Un'Azienda Di Roma Raggiunge Lo Status Di Unicorno Nella Sicurezza Robotica
Exein, un'azienda con sede a Roma che sviluppa software di sicurezza per il firmware dei robot, dei sensori industriali e di altri dispositivi connessi, ha raccolto 234 milioni di euro (270 milioni di dollari) in un round che valuta l'azienda 1,4 miliardi di euro. Il round è stato guidato dalla società di venture capital Headline, con la partecipazione di Sofina, Goldman Sachs e degli investitori già presenti Balderton, HV Capital e Lakestar.
L'azienda dichiara di registrare ormai oltre 5.000 nuovi attacchi contro dispositivi connessi ogni settimana, un dato che usa per spiegare perché la domanda di quella che chiama sicurezza dell'IA fisica sia cresciuta abbastanza in fretta da giustificare un salto di valutazione di queste dimensioni in un solo round.

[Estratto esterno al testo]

PR #3865, opened 2026-08-28
Curated known-registries list with pinned identity

MattDHill:
Start9 publishes a manifest of alternative registries at `marketplace.start9.com`, pinning the name and icon each one is expected to present. Users pick from that list instead of only typing a URL. StartOS displays the pinned name and uses the pinned icon while loading or when a live icon is unavailable.

## The manifest

`projects/brochure-marketplace/well-known/startos/registries.json`, copied to `.well-known` by an `angular.json` assets entry — the deploy rsyncs with `--delete`, so it has to come out of the build. It ships empty; nothing is listed until Start9 populates it.

Two readers, independently: the brochure fetches it same-origin, and StartOS fetches it through a new `marketplace.known-registries` RPC. Going through the backend keeps the request on the server's connection rather than adding a third-party request from the user's browser, and avoids a CORS header on a prod nginx none of us can change from here. Recorded as a coupled change in the root `AGENTS.md`, along with the wrinkle that the site answers an unknown path with `index.html` and a 200, so a stale path fails as a JSON parse error rather than a 404.

## Identity pinning

`registries$` resolves each entry through `resolveIdentity` rather than the name a registry reports. That closes a hole that exists today: `updateRegistryName` writes whatever `registry.info` returns straight into `ui.registries`, so a custom registry could label itself "Start9 Registry" and sit in the picker next to the real one. A live name colliding with a pinned one now renders as the host instead.

`identityMatches` detects the other direction — selecting a listed registry whose live name or icon has drifted from the pin shows a red banner for as long as that registry remains selected. The warning does not block registry use. Icons compare by MIME type and decoded bytes, since `DataUrl` formatting isn't stable enough for string equality. Missing metadata on only one side is a mismatch.

Once `registry.info` resolves, the shared icon directive honors a valid live `data:image/*` icon. Listed registries use it only when it matches the pin; failed image loads fall back through the pin to the generic storefront. The StartOS UI exposes icons for every fetched saved registry, while the brochure exposes its current registry. The existing `start-registry info set-icon` command is the registry-side configuration path; the five deployed Start9 registries currently return `icon: null` and still need provisioning.

Start9's own five registries carry compiled-in pins (`defaultIdentities`) so the protection holds offline and on first boot, and so the manifest can stay purely additive.

## Add dialog

"Add" now opens a dialog with two sections rather than a bare URL prompt: a select over the curated list (icon, name, URL), and the custom URL field. It carries a `tuiNotification` saying Start9 neither operates these registries nor supports their services.

That per-switch dialog is removed. Its operation-and-support caveat now remains visible in a yellow banner while any registry outside Start9's five is selected, including Community and listed or custom third-party registries. Identity drift on a listed registry adds the red banner described above.

## Drive-by

Three components style `tui-notification` — Taiga **4**'s element form, which matches nothing against v5's `<div tuiNotification>` host directive. All three were dead rules, which is why a dialog's banner sits flush against whatever follows it. One global rule in `shared.scss` replaces the two that were only about spacing.

Still broken and left alone: `routes/metrics/time.component.ts` has the same dead selector, and there it isn't cosmetic — the `:host-context(tui-root._mobile)` rule meant to swap the banner for an icon on mobile has never fired. Page component with visible mobile behavior, so it wants its own change.

## Bindings

`KnownRegistry.ts` and its `index.ts` line are hand-written to match what ts-rs would emit. `make start-core-ts-bindings` does not fit on the machine this was written on, so `Generated Artifacts` is the first thing to compile `marketplace.rs` at all — if the Rust or the binding is wrong, that job is where it shows.

## Not included

- The publish-time drift check — a Start9-side job that re-fetches each listed registry and drops one whose identity moved. Ops, not repo code, and it needs a decision about where it runs. Without it the client-side warning is the only guard, and a legitimate rename remains usable under that warning until someone updates the manifest.
- Signing the manifest. It is served from the same VPS as start9.com and docs.start9.com, so a compromise there could re-pin identities. `registry/signer.rs` already has the primitives; it needs a key-management decision.

## Verification

The original change passed `npm run check` across every project, `check-i18n` (all five dictionaries), `web-format-check`, `start-core-format-check`, and AOT builds of `ui` and `brochure`. After rebasing onto current `master`, adding live-icon support, and moving warnings to persistent marketplace banners: `npm run build:deps`, `check:marketplace`, `check:ui`, `check:brochure`, `check:i18n`, focused Prettier, and production builds of `ui` and `brochure`.


projects/start-os/web/ui/src/app/services/marketplace.service.ts
```diff
@@ -286,8 +309,18 @@ export class MarketplaceService extends AbstractMarketplaceService {
...
-    await this.api.setDbValue<string | null>(['registries', url], name)
+    const info = await firstValueFrom(this.fetchInfo$(url))
+    const pin = findKnown(url, await firstValueFrom(this.knownRegistries$))
+
+    if (pin && !identityMatches(pin, info)) {
+      throw new Error(
+        this.i18n.transform(
+          'This registry no longer presents the name and icon Start9 published for it, so it cannot be added from the list. It may have changed hands.',
+        ),
+      )
```
dr-bonez: is throwing the right thing to do here?

helix-nine: No. I changed this to a persistent, dismissible warning (`appearance: warning`, `autoClose: 0`) and let the add continue. Registry-info failures and duplicate adds still error normally; only identity drift is non-blocking. Applied in a1f45f27b to both StartOS and the brochure.

projects/brochure-marketplace/src/app/services/marketplace.service.ts
```diff
@@ -140,8 +160,25 @@ export class MarketplaceService extends AbstractMarketplaceService {
...
-    const { name } = await firstValueFrom(this.fetchInfo$(url))
-    this.setCustom({ ...this.custom$.value, [url]: name })
+    const info = await firstValueFrom(this.fetchInfo$(url))
+    const pin = findKnown(url, await firstValueFrom(this.knownRegistries$))
+
+    if (pin && !identityMatches(pin, info)) {
+      this.alerts
+        .open(
+          this.i18n.transform(
+            'This registry does not present the name and icon Start9 published for it. It may have changed hands.',
```
dr-bonez:
```suggestion
            'This registry does not present the name and icon Start9 published for it. Start9 has not validated that it is what it claims to be.',
```

helix-nine: Applied this wording in be41c881d in both frontends and updated all five translations.

dr-bonez (approved):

Due Banche Statali Di Sviluppo Fanno Qualcosa Che Non Avevano Mai Fatto
EIB Group e KfW Capital, i bracci di investimento dell'UE e dello stato tedesco, si sono uniti a questo round insieme agli investitori privati, e nessuna delle due banche si occupa di venture capital ordinario. EIB Group ha investito attraverso la European Tech Champions Initiative, un programma pensato per mantenere finanziate con capitale europeo le aziende deep tech più promettenti del continente, invece di costringerle a rivolgersi a fondi della Silicon Valley o del Golfo quando i round diventano grandi. KfW Capital investe con un mandato simile, specifico per la Germania.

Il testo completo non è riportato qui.